▶ The problem:
Set down, unchanged, the line with "called Focused instead." and everything after it through the last line of the data.

Given entries below:

PR #72, opened 2021-09-20
add decorators to allow for API corrections

gmurray81:
when generating the blazor API wrappers

Added decorators allow for the auto-generated blazor API to avoid collisions or reserved words that occur at that level. These decorators have no implementation since they are not designed to have runtime impact, only to allow for the generation tool to emit the correct info.

### DIFF
--- a/.eslintrc.json
+++ b/.eslintrc.json
@@ -27,6 +27,15 @@
       {
         "argsIgnorePattern": "^_"
       }
+    ],
+    "@typescript-eslint/explicit-member-accessibility": [
+      "warn",
+      {
+        "accessibility": "explicit",
+        "overrides": {
+          "constructors": "no-public"
+        }
+      }
     ]
   },
   "overrides": [
--- a/igniteui-webcomponents.ts
+++ b/igniteui-webcomponents.ts
@@ -1,6 +1,7 @@
 import { IgcAvatarComponent } from './src/components/avatar/avatar.js';
 import { IgcBadgeComponent } from './src/components/badge/badge.js';
 import { IgcButtonComponent } from './src/components/button/button.js';
+import { IgcFormComponent } from './src/components/form/form.js';
 import { IgcCardComponent } from './src/components/card/card.js';
 import { IgcCardActions } from './src/components/card/card.actions.js';
 import { IgcCardContent } from './src/components/card/card.content.js';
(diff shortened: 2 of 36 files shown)


DiyanDimitrov:
@gmurray81. Do we need these decorators if the members are private?

gmurray81:
No, @DiyanDimitrov, you should only need them for public members.
Private members wont be considered for being added to the wrapping API.

So first consider if something should be marked protected/private and prefer that if it shouldn't be used from the TS API either.

DiyanDimitrov:
@gmurray81, We have merged #71 which fixes some access modifiers. Could you please remove the decorators for the private/protected members in this PR?

gmurray81:
@DiyanDimitrov I've adjusted the decorators.

DiyanDimitrov:
@gmurray81, I am just wondering why do we still need alternate names for some private and protected members?

gmurray81:
@DiyanDimitrov The names we'll use for the events up ad the Blazor level are based on the method names that are raising the events (even though they are private)

Some of the event names collide with method names on the components:

E.g. Focus and Focus.

`@alternateName("handleFocused")` will result in the Blazor level event being called Focused instead.

So we need either the event name or the method name to differ up at the Blazor level and so need one of them to be renamed since these aren't allowed to collide for C#  up at the blazor level.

End of Given entries.

▶ Solved problem:
`@alternateName("handleFocused")` will result in the Blazor level event being called Focused instead.

So we need either the event name or the method name to differ up at the Blazor level and so need one of them to be renamed since these aren't allowed to collide for C#  up at the blazor level.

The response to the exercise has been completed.